Multiparticulates were made essentially according to Example 1. The following solubilizing agents were tested: ammonium carbonate, sodium carbonate, sodium bicarbonate, ammonium chloride, dimethylaminoethyl methacrylate, butyl methacrylate, and methyl methacrylate copolymer (Eudragit EPO, Evonik). In one comparative example, no solubilizing agent specific for UDCA was present. All solubilizing agents were used in an amount corresponding to a molar ratio of 1 : 1 based on the amount of UDCA.

Subsequently, the solubility of these samples were tested according to the method described in Example 2. Additionally, 2 different commercial available samples were also tested for their solubility. One sample is a 250 mg UDCA film coated tablet, the other sample is a 250 mg UDCA hard gelatine capsule.

% Dissolution

pH 6.8 pH 7.4 (after 1 hour) (after 1 hour)

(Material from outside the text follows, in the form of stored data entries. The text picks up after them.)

PR #1232, opened 2026-07-07
Refactor(diskann-benchmark): consolidate disk search config under DiskSearchMode

dyhyfu:
## Summary

Consolidates disk-index search configuration under `DiskSearchMode` and decouples the benchmark's JSON input schema from the optional `diskann-disk` backend.

Previously, the input schema both defined the config and constructed `diskann_disk::SearchMode`, forcing several `#[cfg(feature = "disk-index")]` gates and scattering related fields (`vector_filters_file`, `post_processor`) across `DiskSearchPhase`. This PR moves the backend-specific construction into the search execution path and groups the search-mode fields together.

## Changes

- **Move `SearchMode` construction to the backend.** The match logic that builds `diskann_disk::SearchMode` now lives in a `build_search_mode` helper in the search execution module, so the input schema is pure config data with no dependency on the disk backend's `SearchMode` type.
- **Consolidate fields into `DiskSearchMode`.** `vector_filters_file` and `post_processor` are nested inside `DiskSearchMode` alongside `is_flat_search` and `adaptive_l`. Validation and `Display` moved accordingly.
- **Remove unnecessary feature gates.** `DiskSearchMode` and its fields no longer need `#[cfg(feature = "disk-index")]`. The only remaining gates are for `QuantizationType`, which is a `diskann-disk` type (intentionally left as-is — see below).
- **Migrate JSON fixtures** (examples and perf test inputs) to the nested `search_mode` format.


diskann-benchmark/src/inputs/disk.rs
```diff
@@ -6,27 +6,18 @@
 use std::{fmt, num::NonZeroUsize, path::Path};
 
 use anyhow::Context;
```
hildebrandmw, line 8: One request I have (either in this PR or in a follow-up) is that running 
```
cargo test --package diskann-benchmark --features disk-index --profile ci
```
generates the following files
```
diskann-benchmark/siftsmall_index_filter_flat_disk.index
diskann-benchmark/siftsmall_index_filter_flat_pq_compressed.bin
diskann-benchmark/siftsmall_index_filter_flat_pq_pivots.bin
diskann-benchmark/siftsmall_index_filter_graph_disk.index
diskann-benchmark/siftsmall_index_filter_graph_pq_compressed.bin
diskann-benchmark/siftsmall_index_filter_graph_pq_pivots.bin
```

Can this be fixed to properly use a tempdir or a virtual file system to avoid polluting the workspace? Thanks!

dyhyfu: Fixed, thanks for discovering this problem.

diskann-benchmark/src/disk_index/search.rs
```diff
@@ -158,6 +160,52 @@ impl DiskSearchResult {
     }
 }
 
+/// Construct the disk [`SearchMode`] from the JSON-driven [`DiskSearchMode`]
+/// config plus the per-query filter and post-processor supplied at search time.
+fn build_search_mode<'a>(
+    mode: &'a DiskSearchMode,
+    has_vector_filters: bool,
+    vector_filter: &'a HashSet<u32>,
```
wuw92: `vector_filter` and `has_vector_filters` both are derived from `mode.vector_filters_file`. Recommend dropping `has_vector_filters` here to avoid redundancy

diskann-benchmark/src/disk_index/search.rs
```diff
@@ -158,6 +160,52 @@ impl DiskSearchResult {
...
+            .expect("validated adaptive L must construct")
+    });
+
+    match (
+        mode.is_flat_search,
+        has_vector_filters,
+        post_processor,
+        adaptive_l,
+    ) {
+        (true, false, _, _) => SearchMode::flat(),
```
wuw92: nit: Flat search silently discards `post_processor` and `adaptive_l` via the `_` arms, so a config with `is_flat_search: true` plus a `post_processor` (or `adaptive_l`) parses and drops them rather than erroring. 
Worth having `DiskSearchMode::validate` reject those mutually-exclusive combos up front or modeling the mode as an enum ( like `SearchMode`) so the illegal combination is unrepresentable in the first place?

diskann-benchmark/src/inputs/disk.rs
```diff
@@ -155,21 +110,11 @@ pub(crate) struct DiskSearchPhase {
...
-    // Backward compatibility for older benchmark inputs that used
-    // `is_flat_search` directly at the search-phase level.
-    #[cfg(feature = "disk-index")]
-    #[serde(default, skip_serializing)]
-    pub(crate) is_flat_search: Option<bool>,
-    #[cfg(not(feature = "disk-index"))]
-    pub(crate) is_flat_search: bool,
     pub(crate) distance: SimilarityMeasure,
-    pub(crate) vector_filters_file: Option<InputFile>,
     pub(crate) num_nodes_to_cache: Option<usize>,
```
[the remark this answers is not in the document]
dyhyfu: The old benchmark JSON files are also updated.

diskann-benchmark/src/disk_index/search.rs
dyhyfu: Fixed.

diskann-benchmark/src/disk_index/search.rs
dyhyfu: Updated.

diskann-benchmark/src/inputs/disk.rs
```diff
@@ -270,16 +215,7 @@ impl DiskSearchPhase {
...
 
-        #[cfg(feature = "disk-index")]
-        if let Some(is_flat_search) = self.is_flat_search {
-            self.search_mode.is_flat_search = is_flat_search;
-        }
-
-        #[cfg(feature = "disk-index")]
         self.search_mode
             .validate(checker)
             .context("invalid disk search mode")?;
```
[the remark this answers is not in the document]
dyhyfu: Added  "#[serde(deny_unknown_fields)]" to enforce failure of the old "is_falt_search" parameters. Users using this config will get an error.

diskann-benchmark/src/inputs/disk.rs
```diff
@@ -72,69 +63,50 @@ pub(crate) struct DiskIndexBuild {
...
 #[derive(Debug, Serialize, Deserialize, Default)]
 pub(crate) struct DiskSearchMode {
     pub(crate) is_flat_search: bool,
     #[serde(default)]
     pub(crate) adaptive_l: Option<AdaptiveL>,
+    #[serde(default)]
+    pub(crate) vector_filters_file: Option<InputFile>,
+    #[serde(default)]
+    pub(crate) post_processor: Option<TopkPostProcessor>,
 }
```
suri-kumkaran: Can we use a enum here to avoid impossible combinations? Something similar and in spirit of:
```rust
pub enum SearchMode<'a> {
    FlatScan {
        filter: Option<SearchPredicate<'a>>,
    },

    Graph {
        filter: Option<SearchPredicate<'a>>,
    },

    InlineFilter {
        filter: Box<dyn QueryLabelProvider<u32> + 'a>,
        adaptive_l: Option<AdaptiveL>,
    },

    DiverseGraph {
        filter: Option<SearchPredicate<'a>>,
        params: DeterminantDiversityParams,
    },
}
```

I understand `SearchMode` is per query and has relevant types, but can we have something similiar on the benchmark input level eliminating the impossible scenarios?

diskann-benchmark/src/inputs/disk.rs
```diff
@@ -72,104 +63,168 @@ pub(crate) struct DiskIndexBuild {
...
+    /// vector filter, and/or a top-k post-processor.
+    Graph {
+        #[serde(default)]
+        adaptive_l: Option<AdaptiveL>,
+        #[serde(default)]
+        vector_filters_file: Option<InputFile>,
+        #[serde(default)]
+        post_processor: Option<TopkPostProcessor>,
+    },
+}
```
suri-kumkaran, line 88: This is my main comment, and it's a "go one step further", not a "this is wrong".

Turning flat/graph into an enum was the right move. But the backend has four variants keyed on strategy, and this has two keyed on traversal with strategy in the optionals. `build_search_mode` still produces 8 leaf constructions for those 4 strategies, because every strategy is written twice, once for `None` filter and once for `Some`.

Mirroring the backend collapses that. Note `vector_filters_file` is **required** on the inline-filter variant, because the backend's `InlineFilter.filter` is a plain `Box<dyn QueryLabelProvider<u32>>`, not an `Option`:

```rust
#[serde(tag = "mode", rename_all = "kebab-case")]
pub(crate) enum DiskSearchMode {
    Flat              { vector_filters_file: Option<InputFile> },
    Graph             { vector_filters_file: Option<InputFile> },
    GraphInlineFilter { vector_filters_file: InputFile, adaptive_l: Option<AdaptiveL> },
    GraphDiverse      { vector_filters_file: Option<InputFile>, post_processor: DeterminantDiversityParams },
}
```

The mapping then normalizes the predicate once and matches four ways. I compiled this against `diskann-disk` to be sure:
```rust
let filter: Option<SearchPredicate<'a>> =
    vector_filter.map(|f| Box::new(move |vid: &u32| f.contains(vid)) as SearchPredicate<'a>);
match mode {
    Flat  { .. } => SearchMode::FlatScan { filter },
    Graph { .. } => SearchMode::Graph { filter },
    GraphInlineFilter { .. } => {
        let f = vector_filter.expect("inline filter requires a vector filter");
        SearchMode::inline_filter(move |vid: &u32| f.contains(vid), adaptive_l)
    }
    GraphDiverse { post_processor, .. } =>
        SearchMode::DiverseGraph { filter, params: *post_processor },
}
```

What this buys: `adaptive_l` can no longer coexist with a post-processor. This also makes some comments becomes unrepresentable.

diskann-benchmark/src/inputs/disk.rs
```diff
@@ -72,104 +63,168 @@ pub(crate) struct DiskIndexBuild {
...
+        )
+        .expect_err("legacy phase-level search settings must be rejected");
+
+        assert!(error.to_string().contains("is_flat_search"));
+    }
+}
+
 /// Search phase configuration
 #[derive(Debug, Deserialize, Serialize)]
+#[serde(deny_unknown_fields)]
```
suri-kumkaran, line 215: This is the one thing I'd want settled before merge, because it's a user-facing decision.

`#[serde(deny_unknown_fields)]` is the **only** occurrence in the repository, and it's inconsistent with the rest of the config parsing.

That said, I don't think it should just be deleted here. `main` deliberately carried a back-compat `is_flat_search` field, and this PR removes it. Without `deny_unknown_fields`, an old config could silently ignore `is_flat_search` and flip from flat scan to graph search.

I'd suggest keeping `#[serde(deny_unknown_fields)]` locally for this migration to verify that all existing configs are migrated correctly and no old config changes behavior silently. Once we've verified the migration, we can remove it in this PR.

If we want unknown-field strictness permanently, let's propose it repo-wide in a separate PR.

diskann-benchmark/src/disk_index/search.rs
```diff
@@ -158,6 +160,58 @@ impl DiskSearchResult {
...
+            match (post_processor, adaptive_l, vector_filter) {
+                (Some(TopkPostProcessor::DeterminantDiversity(params)), _, None) => {
+                    SearchMode::diverse_graph(*params)
+                }
+                (Some(TopkPostProcessor::DeterminantDiversity(params)), _, Some(vector_filter)) => {
+                    SearchMode::diverse_graph_filtered(
+                        move |vid: &u32| vector_filter.contains(vid),
+                        *params,
+                    )
+                }
```
suri-kumkaran: Not introduced here, `main` has these arms verbatim. Flagging it because this PR is reshaping exactly this code, so it's the cheapest moment to fix it.
```rust
(Some(TopkPostProcessor::DeterminantDiversity(params)), _, None) => ...
(Some(TopkPostProcessor::DeterminantDiversity(params)), _, Some(vector_filter)) => ...
```
The `_` swallows a user-specified `adaptive_l`. So `{"mode":"graph", "adaptive_l": {...}, "post_processor": {...}}` parses, passes `validate`, and runs with adaptive L off, while `Display` at `disk.rs:154` keys off `adaptive_l.is_some()` and prints `"graph + adaptive-l"`. Results labelled as adaptive L that aren't.

The root cause is that `SearchMode::Graph` has no `adaptive_l` field, so the value has nowhere to go. The config is offering a combination the backend can't express.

No solubilizing agent 37.00 77.00

Sodium carbonate 54.50 61.50

Sodium bicarbonate 53.00 57.50

Ammonium carbonate 36.00 60.00

Eudragit EPO 51.00 96.00

Commercial capsule sample 48.33 85.00

Commercial tablet sample 63.33 94.83 The dissolution data clearly show that both the commercially available products and the different known solubilizing agents known in the prior art have a release at pH 6.8 of maximal 63%. Interestingly, some of the solubilizing agents, such as sodium carbonate and ammonium carbonate, seem to lose their solubilizing effect once they are exposed to acid of pH 1.2, since only maximal release up to respectively 62% and 60 % could be obtained.

Example 5: Preparation of high dose UDCA multiparticulate formulations

In the same manner as described in Example 1, high dose formulation of UDCA multiparticulates were prepared.

The multiparticulate was packaged in stick packs in amounts corresponding to respectively 1000 and 2000 mg UDCA.

Example 6: Preparation of high dose UDCA multiparticulate for reconstitution

The formulation was packaged in a sachet with instruction to reconstitute in water.